= Wayne County Training School =

Wayne County Training School, alternately known as the Wayne County Training School for Feeble Minded Children or the Wayne County Child Development Center, was a state-funded institution for people with developmental disabilities, located in Northville Township, Michigan. Construction of the institution began in 1923, and it opened in 1926. Expansion on the property continued until 1930. The school closed its doors on October 18, 1974. Most of the buildings were left abandoned until 1998, when the land was sold and the abandoned institution was demolished.

==History==
The Michigan State Training School was found inadequate to provide care for the entire state and the process was started to build the school in 1919. The Board of Superiors appointed committees in 1919 and 1920 to make establishing another institution possible. After investigation, the committees concluded that two more individuals were in need of care than once thought. Out of 568 children recommended for institutional commitment, only 111 could be accommodated at the Michigan State Training School in Lapeer. Hundreds more were found to be at large due to the lack of proper accommodations.

After complaining to other institutions in the nation, the Board of Superiors recommended that a bond issue of $1,000,000 be authorized to construct the school. In November 1922, voters approved the construction of the training institution almost two votes to one. William H. Maybury, who previously invested in numerous projects in the surrounding community, actively supported and funded the school's construction. It is estimated that his gifts for the Training School totaled $2 million.
On February 14, 1923, 905 acres were purchased in Northville Township, and another 105 acres were purchased shortly after.

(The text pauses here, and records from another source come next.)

PR #3288, opened 2023-06-13
fix operationRef dup

zwwhdls:
fix operationRef keep add the same name when using cron datamigrate

fixes #XXXX

### DIFF
--- a/api/v1alpha1/dataset_types.go
+++ b/api/v1alpha1/dataset_types.go
@@ -353,9 +353,15 @@ func (dataset *Dataset) SetDataOperationInProgress(operationType string, name st
 		}
 		return
 	}
-	if dataset.Status.OperationRef[operationType] == "" || strings.Contains(dataset.Status.OperationRef[operationType], name) {
+	if dataset.Status.OperationRef[operationType] == "" {
 		dataset.Status.OperationRef[operationType] = name
 		return
+	}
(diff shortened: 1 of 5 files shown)


api/v1alpha1/dataset_types.go
```diff
@@ -353,7 +353,7 @@ func (dataset *Dataset) SetDataOperationInProgress(operationType string, name st
 		}
 		return
 	}
-	if dataset.Status.OperationRef[operationType] == "" {
+	if dataset.Status.OperationRef[operationType] == "" || strings.Contains(dataset.Status.OperationRef[operationType], name) {
```
cheyang, line 356: I think it's better to use `equal` than `contain`?

TrafalgarZZZ, line 356: `strings.Contains` may not be accurate when there are multiple cron DataMigrate with similar name. I think we can split the string and check it.

xliuqq, line 356: If "A,B" contains "A" , the result should be "A,B" not "A".

zwwhdls: fixed

zwwhdls: done

cheyang (approved):
/lgtm
/approve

Upon completion, the Wayne County Training School could accommodate 800 children. The buildings built on the property included 16 dormitories, school, building, an assembly hall, hospital, an administration building, and several auxiliary buildings. The institution's name was changed to the Wayne County Child Development Center July 1, 1966.

===Eugenics===
On May 23, 1923, Michigan Governor Fred Green signed the state's sterilization bill. This made sterilization for anyone deemed feeble minded mandatory with court order. The school was used to enforce the state's eugenics law, though fewer forced sterilizations took place in Wayne County. At the Lapeer Home and Training School, a total of 216 males and 688 females underwent sterililization surgery by 1934. From 1930 to 1934, 14 boys and 47 girls institutionalized at the Wayne County Training School were ‘rendered incapable of passing on their defects to a new generation’.

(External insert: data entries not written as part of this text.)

PR #3290, opened 2023-06-14
bugfix: fix csi plugin loop mount bug (#3287)

cheyang:
* Fix CSI node plugin loop mount error

---------

fixes #XXXX


TrafalgarZZZ (approved):
/lgtm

===Plymouth State Home and Training School===
On October 18, 1956, plans to build an additional facility on the Wayne County School's property were revealed. Able to accommodate 2,500 patients, the Plymouth State Home and Training School covered 250 acres of land which would have originally been turned over to the state. In 1972, the name was changed to Plymouth Center for Human Development.

==Closing==
At the time of its closing, the school consisted of 35 buildings. It is estimated that the total cost of the school was around $3 million. In 1977, Governor William G. Milliken asked to use the school's buildings as state prisons. Aside from the Wayne County school, the St. Augustine's Seminary in Saugatuck, the J.L. Hudson Co. warehouse in Detroit, and the Kincheloe Air Force Base in Sault Ste. Marie were proposed to be converted into correctional facilities as well. The Wayne County Training School could have held 500 inmates, though renovations and furnishings would have cost up to 2 million alone. Efforts to convert the abandoned buildings to a prison failed.

For a brief period after the institution was shut down, a few buildings were used by Northville Township for offices as well as a police station. One building, known as Cottage 12, was seasonally used by the Northville/Plymouth company Jaycees during the 1980s as a haunted house. Adjacent grounds were used as fields for Northville youth soccer programs until their sale to developers in 1998.